First Justin Bieber, now someone named John Green. I know, he’s the beloved author of the teen swoon melodrama “The Fault is in Our Stars.” But just as the Beebs hoped Anne Frank would have been a Belieber, Green picks the Anne Frank house in Amsterdam as the spot where his romantic (and cancer stricken) teen couple can make out. This is followed by slow clapping from the other tourists visiting the most famous spot in the world where Jews hid from the Nazis. Why not?
The fault is with the writing and directing. But nothing I say can take away the experience of Josh Boone’s ham-fisted weeper from teenage girls. Last night at the Ziegfeld, there were oodles of them. I myself brought two. They all cried, wept, screamed, shrieked, through the length of this rather interminable film. These girls have not seen “Love Story” or “Brian’s Song.” They don’t know from tragic star crossed romance. They know nothing of “Romeo and Juliet.”
Whose fault is that?
Bottom line for Fox: my nieces loved it. They will see it again. You know, ice cold water runs through Uncle Roger’s veins. But you knew that.
There is a marketing and sales phenomenon around “Fault,” the novel, by Mr. Green. All the fangirls know it. They want to indulge the most morbid fantasy of having your one great love attend your funeral, read a eulogy, and throw themselves on the casket. I don’t know what Green’s book is like. I do know the movie is beyond insufferably hokey. Boone has no directing style, but then again, he’s not working with much. Think of some recent teen movies that really hit home. I kept recalling another Fox movie, “Juno,” and another, “Napoleon Dynamite,” while “Fault” played. They were authentic and organic.
“Fault” is a glorified TV movie, an afterschool special that intermittently rises to the occasion. That’s because Shailene Woodley, Oscar nominee for “The Descendants,” literally carries the film on her back. Ansel Elgort (son of fashon photog Arthur) starts out wobbly as her teen lover. He loves to mumble. But every once in a while he gets Woodley’s rhythm. Nat Wolff (son of “thirtysomething” star Polly Draper and musician Michael Wolff) is the capable self-deprecating sidekick.
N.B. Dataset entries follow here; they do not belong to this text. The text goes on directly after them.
PR #298, opened 2021-05-25
Defer the cleanup in FakeSocket.close

### LINKED ISSUE #297: Deadlock triggered by RQ with a scheduler
When running RQ with its scheduler enabled, we inevitably deadlock because a Connection object is collected while the main server lock is being held by the command processor. This reliably triggers it in a matter of seconds.

```python
import fakeredis
import rq

import footoo

connection = fakeredis.FakeStrictRedis()
queue = rq.Queue("Q", is_async=False, connection=connection)


while True:
    queue.enqueue(footoo.what)
    worker = rq.SimpleWorker(queues=[queue], connection=connection)
    worker.work(burst=True, with_scheduler=True)
```

(It doesn't matter what footoo.what does, it just needs to be outside the `__main__` module so RQ can refer to it).

It is caused because at some point a `Connection` object is being finalized and its `__del__` method calls the `FakeSocket.close` method which tries to acquire a lock that's already being held.

A very easy fix is to replace the `server.lock` with a `threading.RLock`. This doesn't cause any test failures but I'm not sure how thoroughly concurrency is tested. It seems likely to cause problems for people using cooperative threading models, like AIO, where multiple tasks running on the same thread will be permitted to acquire the RLock even though they should be exclusive.

bmerry:
It can be called from the garbage collector in the middle of other code
that is holding the server lock, so could deadlock. It now just appends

The movie has great lapses of reality. Elgort’s character, Augustus, seems to live in a void. He has terminal cancer and his leg has been removed. But his parents are one dimensional cardboard cutouts. They look like they were found in a stock photo in a West Elm frame. The talented Laura Dern tries to make something out of Woodley’s mother. She tries so hard. But she’s also just window dressing in Boone’s world. When she takes the kids to Amsterdam, for example, they go out to a fancy dinner, meet a famous author, and have moonlit walks. She stays in the room, maybe carving wooden shoes.
But this is this generation’s dumbed down “Love Story” (and that’s saying a lot since “Love Story” was no Mensa meeting). It’s not about the parents. It’s about the kids. It’s about love being “always.” Young girls clutch this book to their bosoms and sob. Now they’ll do it in the movie. Will it be a big hit? Sure. This weekend, cineplexes will swell with 14 year old girls carrying Kleenex boxes. I doubt a male, straight or gay, will find much use for it.
And the quote? It doesn’t matter to Boone since he left it out of the movie. ‘The fault is not in our stars.’ That’s the quote. ‘The fault is not in our stars, Dear Brutus. It’s in ourselves.’ This is from “Julius Caesar” by William Shakespeare. No one mentions it in the movie. Maybe Shakespeare wouldn’t license it to the producers. Smart man.
PS A note to the fan girls: please read “The Diary of Anne Frank.” Everyone from that house except her for Anne’s father was taken out and killed. There was no making out. John Green, get a grip.